### EXERCISE
Write only the count of lines that hold the word "SetupDummyAuthorizationHeader" in the listing.
--- START ---
PR #479, opened 2023-10-24
Preview/1824 claim automation

ckr123:


domains/transfer/Transfer.API/API/Shared/Services/ProjectOriginWalletService.cs
```diff
@@ -139,6 +139,25 @@ await walletServiceClient
...
 
+    public async Task<RepeatedField<GranularCertificate>> GetGranularCertificates(Guid subjectId)
+    {
+        var header = SetupDummyAuthorizationHeader(subjectId.ToString());
+        return await GetGranularCertificates(header);
+    }
+
+    public async Task ClaimCertificate(Guid ownerId, GranularCertificate consumptionCertificate, GranularCertificate productionCertificate, uint quantity)
+    {
+        var header = SetupDummyAuthorizationHeader(ownerId.ToString());
```
ckr123, line 150: This could come from some shared context

domains/transfer/Transfer.API/API/Claiming/Automation/ClaimService.cs
```diff
@@ -0,0 +1,73 @@
...
+
+                        var quantity = productionCertificate.Quantity;
+
+                        if (productionCertificate.Quantity > consumptionCertificate.Quantity)
+                            quantity = consumptionCertificate.Quantity;
+
+                        await walletService.ClaimCertificate(subjectId, consumptionCertificate, productionCertificate, quantity);
+
+                        productionCertificate.Quantity -= quantity;
+                        if (productionCertificate.Quantity <= 0)
```
ckr123, line 54:
```suggestion
if (productionCertificate.Quantity == 0)
```
The check at line `48`should be enough so. we wont allow a larger consumption than production

domains/transfer/Transfer.API/API/Claiming/Automation/ClaimService.cs
```diff
@@ -0,0 +1,73 @@
...
+            }
+
+            await SleepAnHour(stoppingToken);
+        }
+    }
+
+    private async Task SleepAnHour(CancellationToken cancellationToken)
+    {
+        logger.LogInformation("Sleeping for an hour.");
+        await Task.Delay(TimeSpan.FromMinutes(60), cancellationToken);
```
ckr123, line 71: If it should follow the rest of our background services it should sleep to nearest hours

domains/transfer/Transfer.API/API/Shared/Services/ProjectOriginWalletService.cs
```diff
@@ -16,7 +16,7 @@
 using ProjectOrigin.WalletSystem.V1;
 using Claim = System.Security.Claims.Claim;
 
-namespace API.Transfer.Api.Services;
+namespace API.Shared.Services;
```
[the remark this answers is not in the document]
tnickelsen: Then we DI two services that does the same basically. We can do that but what should we call them? ProjectOriginWalletService1 and ProjectOriginWalletService2?

domains/transfer/Transfer.API/API/Claiming/Automation/ClaimService.cs
tnickelsen: Yes but is it desired that all background services wake up at the same time so that we have load spikes every hour?

domains/transfer/Transfer.API/API/Claiming/Automation/ClaimService.cs
tnickelsen: You have faith in my algorithm :D alright!

domains/transfer/Transfer.API/API.UnitTests/Claiming/Automation/ClaimServiceTests.cs
```diff
@@ -0,0 +1,132 @@
...
+        var start = Timestamp.FromDateTimeOffset(DateTimeOffset.Now);
+        var end = Timestamp.FromDateTimeOffset(DateTimeOffset.Now.AddHours(1));
+        uint quantity = 40;
+        var consumptionCertificate1 = BuildCertificate(start, end, GranularCertificateType.Consumption, quantity);
+        var consumptionCertificate2 = BuildCertificate(start, end, GranularCertificateType.Consumption, quantity);
+        var productionCertificate = BuildCertificate(start, end, GranularCertificateType.Production, quantity);
+        using var cts = new CancellationTokenSource();
+
+        claimRepository.GetClaimSubjects().Returns(new List<ClaimSubject> { claimSubject });
+        poWalletService.GetGranularCertificates(Arg.Any<Guid>()).Returns(new RepeatedField<GranularCertificate>
```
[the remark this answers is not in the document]
tnickelsen: How would that look like? Then I would have a function with a big touple return type or something like it - I don't like that

domains/transfer/Transfer.API/API/Shared/Services/ProjectOriginWalletService.cs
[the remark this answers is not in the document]
ckr123: No need for different names, it is in different namespaces with different startup files. Alternative this should be a seperate service

domains/transfer/Transfer.API/API/Claiming/Automation/ClaimService.cs
ckr123: dno. Its fine by me to keep it as it is.

domains/transfer/Transfer.API/API/Claiming/Automation/Services/IProjectOriginWalletService.cs
```diff
@@ -0,0 +1,12 @@
+using Google.Protobuf.Collections;
+using ProjectOrigin.WalletSystem.V1;
+using System.Threading.Tasks;
+using System;
+
+namespace API.Claiming.Automation.Services;
+
+public interface IProjectOriginWalletService
+{
+    Task<RepeatedField<GranularCertificate>> GetGranularCertificates(Guid subjectId);
```
duizer, line 10: Why use RepeatedField here not use IEnumerable?

domains/transfer/Transfer.API/API/Shared/Services/ProjectOriginService.cs
```diff
@@ -0,0 +1,25 @@
+using Grpc.Core;
+using Microsoft.IdentityModel.Tokens;
+using System.IdentityModel.Tokens.Jwt;
+using System.Security.Claims;
+using System;
+
+namespace API.Shared.Services;
+
+public abstract class ProjectOriginService
```
duizer, line 9: Not really sure if this should be a base class at all and not just a static helper method. But if kept as a base class, the name "Wallet" should be added to indicate that this is for the Wallet.

domains/transfer/Transfer.API/API.IntegrationTests/Claiming/Api/Controllers/ClaimControllerTest.cs
```diff
@@ -0,0 +1,154 @@
...
+        });
+
+        var client = factory.CreateAuthenticatedClient(sub: subject.ToString());
+        var result = await client.GetFromJsonAsync<ClaimSubjectHistoryEntriesDto>("api/claims/claim-process-history");
+
+        result.Should().NotBeNull();
+        result!.History.Should().HaveCount(1);
+        result.History[0].ActorName.Should().Be(historyEntry.ActorName);
+        result.History[0].CreatedAt.Should().BeSameDateAs(historyEntry.CreatedAt);
+        result.History[0].AuditAction.Should().Be(historyEntry.AuditAction);
```
duizer, line 124: Have you considered testing this by not directly inserting data into the history-table? This does not really test if the history entries are generated when doing changes on the API.

domains/transfer/Transfer.API/API/Claiming/Api/Controllers/ClaimController.cs
```diff
@@ -0,0 +1,108 @@
...
+using API.Shared.Extensions;
+using Microsoft.AspNetCore.Authorization;
+using Microsoft.AspNetCore.Mvc;
+using Microsoft.EntityFrameworkCore;
+
+namespace API.Claiming.Api.Controllers;
+
+[Authorize]
+[ApiController]
+[Route("api/claims")]
```
duizer, line 17: We have decided to not a "root" entity in our API paths. My suggestion is to remove this and then have e.g. 

`GET /api/claim-process`
`POST /api/claim-process/start`
`DELETE /api/claim-process/stop` or `POST /api/claim-process/stop` or `DELETE /api/claim-process`

domains/transfer/Transfer.API/API/Claiming/Automation/ClaimService.cs
```diff
@@ -0,0 +1,79 @@
...
+            var quantity = productionCertificate.Quantity;
+
+            if (productionCertificate.Quantity > consumptionCertificate.Quantity)
+                quantity = consumptionCertificate.Quantity;
+
+            await walletService.ClaimCertificate(subjectId, consumptionCertificate, productionCertificate, quantity);
+
+            productionCertificate.Quantity -= quantity;
+            if (productionCertificate.Quantity == 0)
+                productionCertificates.Remove(productionCertificate);
```
duizer, line 70: Have you considered that claiming is an asynchronous operation in the Wallet+Registry? And if it is a good idea to send multiple claim operations against the same production certificate but different consumption certificates?

domains/transfer/Transfer.API/API/Claiming/Automation/ClaimService.cs
```diff
@@ -0,0 +1,79 @@
...
+        {
+            var productionCertificate = productionCertificates.FirstOrDefault(x =>
+                x.Start == consumptionCertificate.Start && x.End == consumptionCertificate.End &&
+                x.GridArea == consumptionCertificate.GridArea);
+            if (productionCertificate == null) continue;
+
+            var quantity = productionCertificate.Quantity;
+
+            if (productionCertificate.Quantity > consumptionCertificate.Quantity)
+                quantity = consumptionCertificate.Quantity;
```
duizer, line 64: Could just use Math.Min() for this

domains/transfer/Transfer.API/API/Claiming/Automation/ClaimService.cs
```diff
@@ -0,0 +1,79 @@
...
+        }
+    }
+
+    private async Task Claim(Guid subjectId, List<GranularCertificate> consumptionCertificates, List<GranularCertificate> productionCertificates)
+    {
+        foreach (var consumptionCertificate in consumptionCertificates)
+        {
+            var productionCertificate = productionCertificates.FirstOrDefault(x =>
+                x.Start == consumptionCertificate.Start && x.End == consumptionCertificate.End &&
+                x.GridArea == consumptionCertificate.GridArea);
```
duizer, line 58: With this logic a consumption cert will only be used in a single claim, but a production cert can be used multiple times. Why?

domains/transfer/Transfer.API/API/Claiming/Automation/ClaimService.cs
```diff
@@ -0,0 +1,79 @@
...
+
+    public async Task Run(CancellationToken stoppingToken)
+    {
+        while (!stoppingToken.IsCancellationRequested)
+        {
+            logger.LogInformation("ClaimService running at: {time}", DateTimeOffset.Now);
+            try
+            {
+                var claimSubjects = await claimRepository.GetClaimSubjects();
+                foreach (var subjectId in claimSubjects.Select(x => x.SubjectId))
```
duizer, line 34: Reading this I thought: "Does this run multiple times for the same SubjectId, if it is repeated in `claimSubject`"?

You could use .Distinct() in stead of .Select(). Since SubjectId is the key, it will give the same result, but reading this will be easier to see that this is only unique SubjectIds.

domains/transfer/Transfer.API/API.IntegrationTests/Claiming/Api/Controllers/ClaimControllerTest.cs
ckr123: When doing so i am running into some flaky test where history isnt always  created before making the request - do you have any ideas on how to solve it?

domains/transfer/Transfer.API/API/Claiming/Api/Controllers/ClaimController.cs
ckr123: out of curiosity didnt we decide to remove the topic from the guldelines and let the teams decide?

domains/transfer/Transfer.API/API/Claiming/Automation/ClaimService.cs
tnickelsen: No. At least not more than what I'm doing - only claiming quantity that is 'left' of the certificate

domains/transfer/Transfer.API/API/Claiming/Automation/ClaimService.cs
tnickelsen: I don't follow

domains/transfer/Transfer.API/API/Claiming/Automation/ClaimService.cs
tnickelsen: I can't get it to look as elegant using destinct. Can you show me what you mean?

domains/transfer/Transfer.API/API/Claiming/Automation/ClaimService.cs
tnickelsen: Good point. For no other reason than that I needed to enumerate one of them. How would you suggest doing it so that the consumption certificate can be used multiple times as well?

domains/transfer/Transfer.API/API/Claiming/Automation/ClaimService.cs
ckr123: Always :)

domains/transfer/Transfer.API/API/Claiming/Automation/ClaimService.cs
duizer: var quantity = Math.Min(productionCertificate.Quantity, consumptionCertificate.Quantity);

domains/transfer/Transfer.API/API/Claiming/Api/Controllers/ClaimController.cs
```diff
@@ -0,0 +1,108 @@
...
+public class ClaimController : ControllerBase
+{
+    private readonly IClaimRepository claimRepository;
+
+    public ClaimController(IClaimRepository claimRepository)
+    {
+        this.claimRepository = claimRepository;
+    }
+
+    [HttpPost("start-claim-process")]
```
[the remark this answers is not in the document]
duizer: Let's go with `claim-automation` as the name for the resource. This specific endpoint should be `POST /api/claim-automation/start`

domains/transfer/Transfer.API/API/Claiming/Automation/ClaimService.cs
duizer: claimSubjects.Select(x => x.SubjectId).Distinct()

domains/transfer/Transfer.API/API.IntegrationTests/Claiming/Api/Controllers/ClaimControllerTest.cs
ckr123: fixed eb582eb2

ckr123: and e48a3de2

domains/transfer/Transfer.API/API/Claiming/Api/Controllers/ClaimController.cs
ckr123: fixed eb582eb

domains/transfer/Transfer.API/API/Claiming/Api/Controllers/ClaimController.cs
```diff
@@ -0,0 +1,108 @@
...
+        if (claim == null)
+        {
+            return NotFound();
+        }
+
+        claimRepository.DeleteClaimSubject(claim);
+        return NoContent();
+    }
+
+    [HttpGet("claim-process-history")]
```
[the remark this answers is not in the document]
ckr123: fixed eb582eb

domains/transfer/Transfer.API/API/Claiming/Api/Controllers/ClaimController.cs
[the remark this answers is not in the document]
ckr123: Fixed eb582eb

domains/transfer/Transfer.API/API/Claiming/Api/Dto/Response/ClaimSubjectHistoryEntriesDto.cs
```diff
@@ -0,0 +1,6 @@
+using System.Collections.Generic;
+using API.Claiming.Api.Models;
+
+namespace API.Claiming.Api.Dto.Response;
+
+public record ClaimSubjectHistoryEntriesDto(List<ClaimSubjectHistoryEntryDto> History);
```
duizer, line 6: Does this follow the rules of pagination in the API Guidelines? Also, it differs from the same history response for Transfer Agreement

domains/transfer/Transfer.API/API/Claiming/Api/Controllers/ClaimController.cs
--- END ---
### ANSWER
2